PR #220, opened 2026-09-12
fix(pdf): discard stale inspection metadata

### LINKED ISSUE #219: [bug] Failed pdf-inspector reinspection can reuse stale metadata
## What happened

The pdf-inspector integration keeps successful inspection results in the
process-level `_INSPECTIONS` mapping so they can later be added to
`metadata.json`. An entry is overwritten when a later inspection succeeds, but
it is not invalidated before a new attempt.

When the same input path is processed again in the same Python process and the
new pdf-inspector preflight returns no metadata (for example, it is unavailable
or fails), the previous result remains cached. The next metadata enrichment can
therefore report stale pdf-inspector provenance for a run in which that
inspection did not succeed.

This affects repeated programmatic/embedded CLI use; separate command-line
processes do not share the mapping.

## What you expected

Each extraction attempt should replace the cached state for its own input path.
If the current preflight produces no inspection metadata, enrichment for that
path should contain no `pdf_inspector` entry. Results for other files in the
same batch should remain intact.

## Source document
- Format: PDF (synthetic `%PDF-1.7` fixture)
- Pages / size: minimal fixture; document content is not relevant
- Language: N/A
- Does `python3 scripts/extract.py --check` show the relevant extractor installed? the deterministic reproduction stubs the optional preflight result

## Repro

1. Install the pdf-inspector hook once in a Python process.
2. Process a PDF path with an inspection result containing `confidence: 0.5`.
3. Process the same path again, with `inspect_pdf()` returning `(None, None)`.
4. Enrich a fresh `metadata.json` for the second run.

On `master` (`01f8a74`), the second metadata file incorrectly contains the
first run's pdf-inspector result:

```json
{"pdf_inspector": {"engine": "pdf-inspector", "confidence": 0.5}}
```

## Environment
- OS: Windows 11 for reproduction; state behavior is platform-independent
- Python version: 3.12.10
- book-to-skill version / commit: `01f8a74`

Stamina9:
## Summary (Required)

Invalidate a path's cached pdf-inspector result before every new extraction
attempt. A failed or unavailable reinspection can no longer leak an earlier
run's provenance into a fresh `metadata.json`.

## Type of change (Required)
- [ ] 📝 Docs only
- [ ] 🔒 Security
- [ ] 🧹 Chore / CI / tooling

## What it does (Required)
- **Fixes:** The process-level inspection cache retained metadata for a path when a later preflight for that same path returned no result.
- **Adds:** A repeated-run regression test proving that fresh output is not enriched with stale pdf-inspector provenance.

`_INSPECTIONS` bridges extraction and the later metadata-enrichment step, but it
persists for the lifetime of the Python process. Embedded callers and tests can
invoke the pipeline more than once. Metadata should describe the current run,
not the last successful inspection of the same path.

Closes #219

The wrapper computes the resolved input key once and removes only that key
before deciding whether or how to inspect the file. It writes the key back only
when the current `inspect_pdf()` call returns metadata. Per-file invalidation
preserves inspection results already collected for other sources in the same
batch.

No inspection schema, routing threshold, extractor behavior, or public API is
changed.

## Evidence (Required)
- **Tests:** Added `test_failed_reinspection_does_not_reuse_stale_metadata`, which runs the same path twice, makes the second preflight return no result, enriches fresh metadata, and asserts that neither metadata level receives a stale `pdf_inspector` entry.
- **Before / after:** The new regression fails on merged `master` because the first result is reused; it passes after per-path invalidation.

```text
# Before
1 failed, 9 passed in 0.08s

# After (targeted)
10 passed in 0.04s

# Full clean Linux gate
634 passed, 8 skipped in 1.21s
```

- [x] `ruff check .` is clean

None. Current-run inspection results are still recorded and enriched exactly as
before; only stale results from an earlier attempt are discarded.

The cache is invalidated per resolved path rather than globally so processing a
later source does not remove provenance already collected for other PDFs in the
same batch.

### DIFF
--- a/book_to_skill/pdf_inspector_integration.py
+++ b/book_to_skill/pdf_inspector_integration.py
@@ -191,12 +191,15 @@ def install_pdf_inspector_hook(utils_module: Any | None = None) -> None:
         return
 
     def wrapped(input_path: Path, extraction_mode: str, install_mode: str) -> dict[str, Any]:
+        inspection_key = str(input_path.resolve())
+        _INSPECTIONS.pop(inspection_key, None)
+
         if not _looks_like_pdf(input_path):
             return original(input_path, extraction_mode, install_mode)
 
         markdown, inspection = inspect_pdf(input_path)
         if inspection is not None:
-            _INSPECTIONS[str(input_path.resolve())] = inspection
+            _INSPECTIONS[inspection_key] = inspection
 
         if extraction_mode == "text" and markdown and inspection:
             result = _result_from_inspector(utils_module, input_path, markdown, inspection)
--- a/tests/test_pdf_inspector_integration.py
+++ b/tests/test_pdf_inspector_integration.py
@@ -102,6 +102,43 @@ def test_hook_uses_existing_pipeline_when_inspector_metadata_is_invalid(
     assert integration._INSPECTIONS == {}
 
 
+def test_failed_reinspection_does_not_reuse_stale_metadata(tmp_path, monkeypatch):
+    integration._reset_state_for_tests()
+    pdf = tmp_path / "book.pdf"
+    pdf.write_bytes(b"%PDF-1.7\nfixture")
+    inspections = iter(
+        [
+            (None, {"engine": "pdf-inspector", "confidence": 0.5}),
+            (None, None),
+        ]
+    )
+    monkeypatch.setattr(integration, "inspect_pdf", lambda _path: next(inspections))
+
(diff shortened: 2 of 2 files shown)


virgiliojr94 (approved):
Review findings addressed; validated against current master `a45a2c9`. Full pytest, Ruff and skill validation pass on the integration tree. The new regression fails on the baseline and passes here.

• • • • • • •

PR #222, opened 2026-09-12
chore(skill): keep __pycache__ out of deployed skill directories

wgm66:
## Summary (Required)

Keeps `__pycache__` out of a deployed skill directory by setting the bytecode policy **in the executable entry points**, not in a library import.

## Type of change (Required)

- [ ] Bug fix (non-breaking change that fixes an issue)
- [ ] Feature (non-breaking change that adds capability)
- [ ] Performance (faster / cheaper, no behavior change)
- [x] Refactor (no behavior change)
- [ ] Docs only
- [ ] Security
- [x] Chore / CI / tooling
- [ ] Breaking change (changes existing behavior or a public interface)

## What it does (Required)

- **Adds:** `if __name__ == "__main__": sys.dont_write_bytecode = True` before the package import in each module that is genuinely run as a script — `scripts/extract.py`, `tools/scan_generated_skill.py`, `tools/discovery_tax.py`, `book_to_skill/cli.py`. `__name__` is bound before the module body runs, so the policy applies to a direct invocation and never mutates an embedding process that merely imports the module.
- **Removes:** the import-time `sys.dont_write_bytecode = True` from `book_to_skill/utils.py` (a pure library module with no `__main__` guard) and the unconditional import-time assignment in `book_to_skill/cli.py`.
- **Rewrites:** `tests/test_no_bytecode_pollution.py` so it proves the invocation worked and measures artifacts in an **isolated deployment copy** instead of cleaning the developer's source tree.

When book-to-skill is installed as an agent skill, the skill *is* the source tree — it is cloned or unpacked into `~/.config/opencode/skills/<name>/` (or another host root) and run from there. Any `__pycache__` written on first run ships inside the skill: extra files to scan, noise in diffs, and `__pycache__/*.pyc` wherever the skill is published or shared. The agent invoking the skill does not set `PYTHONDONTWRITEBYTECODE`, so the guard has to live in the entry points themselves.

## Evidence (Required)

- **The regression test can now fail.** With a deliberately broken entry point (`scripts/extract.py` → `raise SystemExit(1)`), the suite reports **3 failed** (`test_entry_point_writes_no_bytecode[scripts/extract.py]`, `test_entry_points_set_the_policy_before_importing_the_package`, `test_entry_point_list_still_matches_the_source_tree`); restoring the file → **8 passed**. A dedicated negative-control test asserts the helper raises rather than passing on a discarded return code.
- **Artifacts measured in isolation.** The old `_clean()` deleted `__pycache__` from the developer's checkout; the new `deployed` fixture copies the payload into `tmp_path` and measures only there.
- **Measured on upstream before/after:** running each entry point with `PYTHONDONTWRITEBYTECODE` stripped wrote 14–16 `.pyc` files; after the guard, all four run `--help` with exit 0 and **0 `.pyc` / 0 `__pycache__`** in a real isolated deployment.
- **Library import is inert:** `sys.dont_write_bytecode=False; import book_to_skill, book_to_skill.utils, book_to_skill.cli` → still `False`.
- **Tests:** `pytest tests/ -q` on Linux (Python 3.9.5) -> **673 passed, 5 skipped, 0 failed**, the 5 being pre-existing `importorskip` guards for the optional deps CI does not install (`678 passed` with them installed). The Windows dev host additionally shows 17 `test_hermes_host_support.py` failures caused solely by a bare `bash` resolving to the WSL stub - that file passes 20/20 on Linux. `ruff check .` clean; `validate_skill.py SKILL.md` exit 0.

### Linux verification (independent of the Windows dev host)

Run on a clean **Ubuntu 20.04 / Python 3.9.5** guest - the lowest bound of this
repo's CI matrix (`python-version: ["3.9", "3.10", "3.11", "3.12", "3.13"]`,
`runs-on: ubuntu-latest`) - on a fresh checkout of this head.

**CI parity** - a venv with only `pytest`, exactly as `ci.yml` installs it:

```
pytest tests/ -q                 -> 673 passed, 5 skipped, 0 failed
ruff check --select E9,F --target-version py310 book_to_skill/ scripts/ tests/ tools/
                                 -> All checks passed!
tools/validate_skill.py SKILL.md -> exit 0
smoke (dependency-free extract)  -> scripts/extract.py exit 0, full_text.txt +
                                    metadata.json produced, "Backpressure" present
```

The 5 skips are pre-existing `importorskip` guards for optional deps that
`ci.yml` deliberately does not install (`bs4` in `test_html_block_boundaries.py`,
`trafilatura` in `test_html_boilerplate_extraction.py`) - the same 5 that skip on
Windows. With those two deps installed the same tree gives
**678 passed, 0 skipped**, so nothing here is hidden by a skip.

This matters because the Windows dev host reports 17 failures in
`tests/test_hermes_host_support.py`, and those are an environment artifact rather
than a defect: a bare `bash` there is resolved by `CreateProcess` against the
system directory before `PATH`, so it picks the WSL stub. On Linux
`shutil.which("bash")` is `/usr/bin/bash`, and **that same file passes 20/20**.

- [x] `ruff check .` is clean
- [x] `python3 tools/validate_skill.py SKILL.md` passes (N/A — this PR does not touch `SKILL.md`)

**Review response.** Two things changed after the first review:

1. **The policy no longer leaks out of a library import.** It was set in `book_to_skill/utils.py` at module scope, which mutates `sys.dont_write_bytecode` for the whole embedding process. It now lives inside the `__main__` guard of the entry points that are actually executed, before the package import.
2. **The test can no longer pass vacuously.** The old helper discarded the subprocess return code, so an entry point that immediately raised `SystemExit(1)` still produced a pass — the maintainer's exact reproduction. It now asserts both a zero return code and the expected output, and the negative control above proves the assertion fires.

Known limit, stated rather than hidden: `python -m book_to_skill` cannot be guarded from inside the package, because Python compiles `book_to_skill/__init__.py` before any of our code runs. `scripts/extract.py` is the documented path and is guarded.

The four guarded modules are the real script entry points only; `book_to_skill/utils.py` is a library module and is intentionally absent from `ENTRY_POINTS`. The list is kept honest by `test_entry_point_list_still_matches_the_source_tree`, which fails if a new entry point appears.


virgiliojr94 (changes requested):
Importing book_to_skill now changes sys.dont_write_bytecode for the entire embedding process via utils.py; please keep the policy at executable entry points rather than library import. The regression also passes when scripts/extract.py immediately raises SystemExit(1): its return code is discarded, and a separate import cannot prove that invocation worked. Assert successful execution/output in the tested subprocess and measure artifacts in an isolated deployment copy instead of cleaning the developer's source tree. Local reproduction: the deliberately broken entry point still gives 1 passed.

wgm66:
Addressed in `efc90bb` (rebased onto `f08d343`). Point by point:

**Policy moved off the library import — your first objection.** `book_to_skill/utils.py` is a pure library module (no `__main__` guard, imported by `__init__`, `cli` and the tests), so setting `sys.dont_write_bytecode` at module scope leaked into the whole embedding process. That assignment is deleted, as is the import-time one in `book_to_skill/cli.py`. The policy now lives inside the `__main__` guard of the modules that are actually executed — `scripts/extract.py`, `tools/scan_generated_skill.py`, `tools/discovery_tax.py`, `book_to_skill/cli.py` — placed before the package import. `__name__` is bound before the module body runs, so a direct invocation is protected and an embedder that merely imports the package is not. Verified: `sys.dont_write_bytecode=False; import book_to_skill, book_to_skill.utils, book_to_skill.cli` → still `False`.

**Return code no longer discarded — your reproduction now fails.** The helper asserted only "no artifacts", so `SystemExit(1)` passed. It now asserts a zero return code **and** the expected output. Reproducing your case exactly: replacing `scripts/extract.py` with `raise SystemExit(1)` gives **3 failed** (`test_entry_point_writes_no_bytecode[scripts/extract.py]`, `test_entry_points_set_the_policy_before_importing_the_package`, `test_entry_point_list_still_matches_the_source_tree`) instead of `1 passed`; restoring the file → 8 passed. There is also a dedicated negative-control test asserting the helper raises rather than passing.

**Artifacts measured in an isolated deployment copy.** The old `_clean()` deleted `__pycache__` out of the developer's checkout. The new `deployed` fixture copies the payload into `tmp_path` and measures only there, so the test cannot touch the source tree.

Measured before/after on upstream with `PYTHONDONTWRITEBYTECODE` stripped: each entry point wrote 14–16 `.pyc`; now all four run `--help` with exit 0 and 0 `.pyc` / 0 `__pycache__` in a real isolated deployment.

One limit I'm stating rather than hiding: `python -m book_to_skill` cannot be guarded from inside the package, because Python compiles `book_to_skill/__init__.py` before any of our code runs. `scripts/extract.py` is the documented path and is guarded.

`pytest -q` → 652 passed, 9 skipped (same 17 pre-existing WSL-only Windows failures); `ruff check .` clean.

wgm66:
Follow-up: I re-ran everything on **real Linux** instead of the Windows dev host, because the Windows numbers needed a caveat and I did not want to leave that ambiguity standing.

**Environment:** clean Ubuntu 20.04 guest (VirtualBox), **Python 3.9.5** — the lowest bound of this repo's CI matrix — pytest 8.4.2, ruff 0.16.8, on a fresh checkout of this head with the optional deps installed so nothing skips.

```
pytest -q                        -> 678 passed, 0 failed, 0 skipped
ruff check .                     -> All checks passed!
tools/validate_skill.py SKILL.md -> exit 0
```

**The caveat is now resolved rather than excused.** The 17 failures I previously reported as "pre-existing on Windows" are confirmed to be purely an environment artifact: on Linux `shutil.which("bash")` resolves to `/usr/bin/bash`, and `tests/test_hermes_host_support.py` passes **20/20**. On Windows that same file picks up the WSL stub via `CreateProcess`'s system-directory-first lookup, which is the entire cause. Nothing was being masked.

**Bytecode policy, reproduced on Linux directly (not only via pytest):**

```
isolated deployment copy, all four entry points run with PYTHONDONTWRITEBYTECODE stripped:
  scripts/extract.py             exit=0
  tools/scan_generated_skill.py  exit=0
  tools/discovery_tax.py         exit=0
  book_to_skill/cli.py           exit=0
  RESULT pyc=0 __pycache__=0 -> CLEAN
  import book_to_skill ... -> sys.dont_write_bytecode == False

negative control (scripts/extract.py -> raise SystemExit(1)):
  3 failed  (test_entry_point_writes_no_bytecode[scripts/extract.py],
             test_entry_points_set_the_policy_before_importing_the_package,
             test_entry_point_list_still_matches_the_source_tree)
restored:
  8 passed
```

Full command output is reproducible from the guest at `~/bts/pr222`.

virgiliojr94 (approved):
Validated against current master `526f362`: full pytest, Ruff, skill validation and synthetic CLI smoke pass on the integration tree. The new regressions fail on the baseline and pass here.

• • • • • • •

Prompt
In the records above, how many lines hold the string "bare"? Only the number should be given.

Response to the exercise
2